When his previous book (Drown, a collection of short stories) appeared in 1996, Diaz attracted attention as an up-and-coming writer to watch for. Following that triumph, he began working on a science fiction novel -- still unfinished -- before writing Oscar Wao, which was 10 years in the making. Diaz’s new novel follows the trials and tribulations of Dominican-American family members in their native country and in their adopted hometown of Paterson, New Jersey. The novel’s title refers to the Spanish pronunciation of “Oscar Wilde,” the 19th-century Anglo-Irish writer and dandy whose moniker serves as a nickname for Diaz’s teenage narrator, Oscar de Leon.
Although Diaz has been reluctant to describe his novel as autobiographical, his own bicultural background clearly informs the novel’s setting and complex family dynamics. Born in Santo Domingo (the Dominican Republic’s capital city), Diaz emigrated to the United States at age 6, growing up in a working-class neighborhood in New Jersey. Like his novel’s protagonist, Oscar, he was a self-styled “ghetto nerd” whose love of books -- particularly science fiction -- made him a frequent target of his classmates’ taunts.
By turns hilarious and heartbreaking, Oscar Wao explores the duality of the immigrant experience in America, exemplified in different ways by Oscar’s mother, Belicia, his sister Lola and Oscar himself. Oscar’s role as a social misfit is underscored by the novel’s allusions to science fiction characters from the Star Trek television series, Star Wars movies, and J.R.R. Tolkien’s Lord of the Rings trilogy. Of the pudgy, book-obsessed Oscar, Diaz writes: “Dude wore his nerdiness like a Jedi wore his light saber. … Couldn’t have passed for Normal if he’d wanted to.”
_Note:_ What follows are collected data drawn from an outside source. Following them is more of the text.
PR #4025, opened 2019-08-07
Remove ExternalIDs label when useless

### LINKED ISSUE #3857: Hide "external IDs" in event settings if none are defined
We currently show the field for this setting even if no external ID types are defined. This makes no sense since it's useless in that case.

aristofanischionis:
Make a query to see if there are any ExternalIDs
closes #3857

### DIFF
--- a/indico/modules/events/management/controllers/settings.py
+++ b/indico/modules/events/management/controllers/settings.py
@@ -19,6 +19,7 @@ from indico.modules.events.management.forms import (EventClassificationForm, Eve
                                                     EventDatesForm, EventLocationForm, EventPersonsForm)
 from indico.modules.events.management.util import flash_if_unregistered
 from indico.modules.events.management.views import WPEventSettings, render_event_management_header_right
+from indico.modules.events.models.references import ReferenceType
 from indico.modules.events.operations import update_event
 from indico.modules.events.util import track_time_changes
 from indico.modules.rb.models.reservation_occurrences import ReservationOccurrence
@@ -65,8 +66,10 @@ class RHEventSettings(RHManageEventBase):
                            .join(Room)
                            .has_rows())
             show_booking_warning = not has_overlap
+        has_reference_types = ReferenceType.query.has_rows()
         return WPEventSettings.render_template('settings.html', self.event, 'settings',
-                                               show_booking_warning=show_booking_warning)
+                                               show_booking_warning=show_booking_warning,
+                                               has_reference_types=has_reference_types)
 
 
 class RHEditEventDataBase(RHManageEventBase):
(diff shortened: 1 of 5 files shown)


indico/modules/events/management/forms.py
```diff
@@ -211,7 +211,8 @@ class EventClassificationForm(IndicoForm):
     def __init__(self, *args, **kwargs):
         event = kwargs.pop('event')
         super(EventClassificationForm, self).__init__(*args, **kwargs)
-        if event.type_ != EventType.meeting:
+
```
ThiefMaster: I don't think we need this blank line but no problem with having it either ;)

indico/modules/events/management/controllers/settings.py
```diff
@@ -65,6 +66,11 @@ def _process(self):
                            .join(Room)
                            .has_rows())
             show_booking_warning = not has_overlap
+        if not ReferenceType.query.has_rows():
```
ThiefMaster: has_reference_type = ReferenceType.query.has_rows()

indico/modules/events/management/controllers/settings.py
```diff
@@ -65,6 +66,11 @@ def _process(self):
...
+            has_reference_type = False
+        else:
+            has_reference_type = True
+        self.event.has_reference_type = has_reference_type
```
ThiefMaster: never set random stuff on the event object! pass it as a kwarg to the template instead. (also, it should be plural `has_reference_types`)

indico/modules/events/management/controllers/settings.py
```diff
@@ -79,7 +85,12 @@ def render_form(self, form):
     def render_settings_box(self):
         tpl = get_template_module('events/management/_settings.html')
         assert self.section_name
-        return tpl.render_event_settings(self.event, section=self.section_name, with_container=False)
+        if not ReferenceType.query.has_rows():
```
ThiefMaster: same as above

indico/modules/events/management/controllers/settings.py
```diff
@@ -79,7 +85,12 @@ def render_form(self, form):
...
+            has_reference_type = False
+        else:
+            has_reference_type = True
+        return tpl.render_event_settings(self.event,
+                                         has_reference_type, section=self.section_name, with_container=False)
```
ThiefMaster: the wrapping is a bit weird here

indico/modules/events/management/templates/settings.html
```diff
@@ -1,6 +1,5 @@
 {% extends 'events/management/base.html' %}
 {% from 'events/management/_settings.html' import render_event_settings %}
-
```
ThiefMaster: let's keep that one

indico/modules/events/management/templates/settings.html
```diff
@@ -27,6 +26,6 @@
         </div>
     {%- endif -%}
     <div class="action-box event-settings">
-        {{ render_event_settings(event) }}
+        {{ render_event_settings(event, event.has_reference_type) }}
```
ThiefMaster: without `event.` (see my earlier comment)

Reviewers have consistently cited Oscar Wao as one of the best books of 2007. The novel’s language, punctuated by a liberal use of Spanish-American slang, is “a sort of streetwise brand of Spanglish that even the most monolingual reader can easily inhale,” according to New York Times critic Michiko Kakutani. Critic Lev Grossman, writing for Time magazine, praised Diaz’s novel as “astoundingly great,” adding: “You could call The Brief Wondrous Life of Oscar Wao … the saga of an immigrant family, but that wouldn’t really be fair. It’s an immigrant-family saga for people who don’t read immigrant-family sagas.”
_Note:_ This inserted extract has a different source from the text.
PR #4045, opened 2019-08-23
Remove pyatom from dependencies

mic4ael:


pferreir:
We should find a better solution to this before we move to Werkzeug 1.0, since this contrib module will be removed by then.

The success of Oscar Wao crowns the author’s unlikely path from his modest beginnings to literary prominence. In 1992, Diaz earned a bachelor’s degree in English from Rutgers College, financing his education by delivering pool tables, washing dishes, pumping gas and working at a steel mill. He earned a Master of Fine Arts degree from Cornell University in Ithaca, New York, in 1995. Diaz, age 39, now teaches creative writing at the Massachusetts Institute of Technology, dividing his time between Boston and New York. He also is a founding member of the Voices Workshop that organizes summer writing programs for writers of color.
A few months before winning the Pulitzer Prize, Diaz sold the film rights to The Brief Wondrous Life of Oscar Wao to the Miramax film studio.
In a September 2007 interview with Bloomberg News Services reporter Robert Hilferty, Diaz said he considers himself fortunate to be able to make a living from his writing. “I have an imaginative life,” he said. “Very few people can live off that in this world.”